Loading Dock 1

A proposed project to paint ‘Black Lives Matter’ on the rooftop of an old downtown railroad track-side loading dock is drawing mixed reviews.

The City Council on Monday evening heard a presentation by activist Cooper Blackwell calling for a Black Lives Matter mural project — and the municipal government is planning to move forward with this.

“Very simply, we want to work alongside the City of Rocky Mount staff to develop a plan for creating a bold visual that represents, that is representative of the Black Lives Matter messaging,” Blackwell told the council during a work session.

And Blackwell said he and his fellow activists want to prepare the message to be painted — and want to work with the City of Rocky Mount Engineering Department to finalize the placement of the Black Lives Matter painting.

Blackwell also said he and his fellow activists want to co-coordinate and facilitate the project as well as make plans for a community engagement arts effort in the proposed “Black Business Matters Zone” in the heart of the city.

“And we want to partner with neighborhood residents to communicate messaging and disseminate information,” Blackwell said.

Blackwell’s presentation was the first time viewers of municipal government business got the chance to hear specifics since the Telegram on July 9 reported the city appeared to be interested in having the words “Black Lives Matter” painted on the roof of an old railroad track-side loading dock.

The structure is along Falls Road on the northeastern side of downtown and between the Episcopal Church of the Good Shepherd and the Rocky Mount Event Center.

The Telegram reported that a document, as posted on the city’s website, showed Candice Kirtz, the purchasing manager in the Finance Department’s purchasing division, requested a quote from vendors for a project titled, “Black Lives Matter Painting.”

Blackwell is a son of Councilman Reuben Blackwell and also serves on the local Human Relations Commission.
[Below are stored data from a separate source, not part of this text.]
PR #11118, opened 2022-10-05
fix: regression caused by new error thrown

awsluja:
#### Description of changes
Previously, we were ignoring errors that had the type of "NotFoundException" when an S3 bucket did not exist and a user tried to delete it. If this is the case, we would exit without throwing an error. 
The problem is that the "NotFoundException" was changed to "BucketNotFoundError" of AmplifyError type.
The remove-env-from-cloud.ts file was not updated to match, so it is throwing errors when S3 bucket does not exist/is already deleted.

Passing unit tests:
image

E2e run pending

#### Checklist

- [x] PR description included
- [x] `yarn test` passes


packages/amplify-cli/src/extensions/amplify-helpers/remove-env-from-cloud.ts
```diff
@@ -31,12 +31,12 @@ export const removeEnvFromCloud = async (context, envName, deleteS3): Promise<vo
   try {
     await Promise.all(providerPromises);
     await raiseInternalOnlyPostEnvRemoveEvent(context, envName);
-  } catch (e) {
-    if (e.code !== 'NotFoundException') {
+  } catch (ex) {
+    if (!('name' in ex && ex.name === 'BucketNotFoundError')) {
```
sobolk, line 35: nit: would `ex?.name` simplify this ?

packages/amplify-cli/src/__tests__/extensions/amplify-helpers/remove-env-from-cloud.test.ts
```diff
@@ -68,8 +69,10 @@ describe('remove-env-from-cloud', () => {
   });
 
   it('does not throw not found error when deleteEnv promise rejected', async () => {
-    const e: any = new Error('deleteEnv error');
-    e.code = 'NotFoundException';
+    const e: any = new AmplifyError('BucketNotFoundError', {
+      message: 'Project deployment bucket has not been created yet.',
+      resolution: 'Use amplify init to initialize the project.',
+    });
```
sobolk, line 75: is it safe to change error code?

lazpavel (approved):

packages/amplify-cli/src/__tests__/extensions/amplify-helpers/remove-env-from-cloud.test.ts
awsluja: I just updated it so its' more clear what we're testing. In this case, we want to make sure that we aren't throwing exceptions if its just a "BucketNotFoundError" when deleting

jhockett (approved):

akshbhu (approved):

packages/amplify-cli/src/extensions/amplify-helpers/remove-env-from-cloud.ts
```diff
@@ -31,12 +31,12 @@ export const removeEnvFromCloud = async (context, envName, deleteS3): Promise<vo
   try {
     await Promise.all(providerPromises);
     await raiseInternalOnlyPostEnvRemoveEvent(context, envName);
-  } catch (e) {
-    if (e.code !== 'NotFoundException') {
+  } catch (ex) {
+    if (!(ex?.name === 'BucketNotFoundError')) {
```
lazpavel, line 35: just a nit, it might not be the case but if the `ex` is not instance of `AmplifyException`, it will throw an error as it will try to access a property that doesn't exist, if we keep this version can we use `(ex?.name !== 'BucketNotFoundError')` to remove some braces

PR #14153, opened 2025-04-01
fix: upgrade most packages that use `rimraf` and `glob`

ShadowCat567:
#### Description of changes

Currently when you install `@amplify/cli`, this message appears:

Cooper Blackwell also represents the Black Action Committee, which is a youth-led movement that led a peaceful protest on May 31 at the since-removed Confederate monument just south of the U.S. 64 interchange with Benvenue Road.

The gathering was held to call attention to African American George Floyd, who died on May 25 while in police custody in Minneapolis. Floyd’s death prompted protests and riots in numerous cities.

During his presentation to the council on Monday evening, Cooper Blackwell emphasized what he said is the importance of differentiating between the foundation of Black Lives Matter as an organization founded in 2013 to eradicate white supremacy and build local power, the Black Lives Matters network as a globally organized collective and the Black Lives Matter movement.

Cooper Blackwell told the council, “I’m not a member of the Black Lives Matter organization.”

Blackwell said the Black Lives Matter movement is a crusade for anti-racism and the right to thrive.

“This movement is inspiring new strategies to bring about research and investment in eliminating homegrown inequities, challenging governments and organizations and residents to look within — and make an assessment about what’s impacting racism, how racism is entrenched in our society locally,” Blackwell said.

And Blackwell also said examples of this inspiration are defunding the police and ideas of reparations to descendants of slaves.

And Blackwell also said “this may be the largest movement” in U.S. history and also said “this movement locally here had an impact.”

Additionally, Blackwell said Black Lives Matter is neither a Marxist ploy nor a revolt against the current system but simply a way to express that there are issues directly affecting Black people and they need to be addressed.

Locally, Blackwell cited the 2014 Crossroads to Prosperity report about housing in Rocky Mount.

The document includes a map showing the city by neighborhoods.

Neighborhoods that are competitive locally and regionally are shown in green and neighborhoods that are fragile are in dark red.

Blackwell noted most of the fragile neighborhoods are downtown, where the proposed “Black Business Matters Zone” is being talked about.

And Blackwell noted there are no neighborhoods shown in green on the Edgecombe County side of the map.

According to federal data, Edgecombe County’s population is 57.8 percent African American, 22.9 percent of the county’s residents live in poverty and the median household income in the county is significantly less than in Nash County.

The data shows median household income in Edgecombe County at $35,516 compared to $48,362 in Nash County.

The council was far behind schedule on Monday evening because the panel earlier met extensively in closed session to discuss an economic development matter.

City Manager Rochelle Small-Toney told the council that in the interest of time, she would advise accepting Blackwell’s proposal, getting back with Blackwell later and finalizing this to bring a recommendation to the council.

Councilman Andre Knight, who as mayor pro tem chairs council work sessions, expressed appreciation to Blackwell for his presentation, to the rest of the Black Action Committee and to other organizations.

“And we know that Black Lives Matter is a global network that builds power to bring justice, healing and freedom to Black people across this globe,” Knight said.

Knight said he and others want to state that this is not a hate group, but a group that wants to bring justice.

“And this is a group that wants to work, along with our local elected officials, to make this what it is, very positive to our community,” Knight said.

Small-Toney said she and her team can bring the item back for the council’s next regular meeting, which Knight said would be great.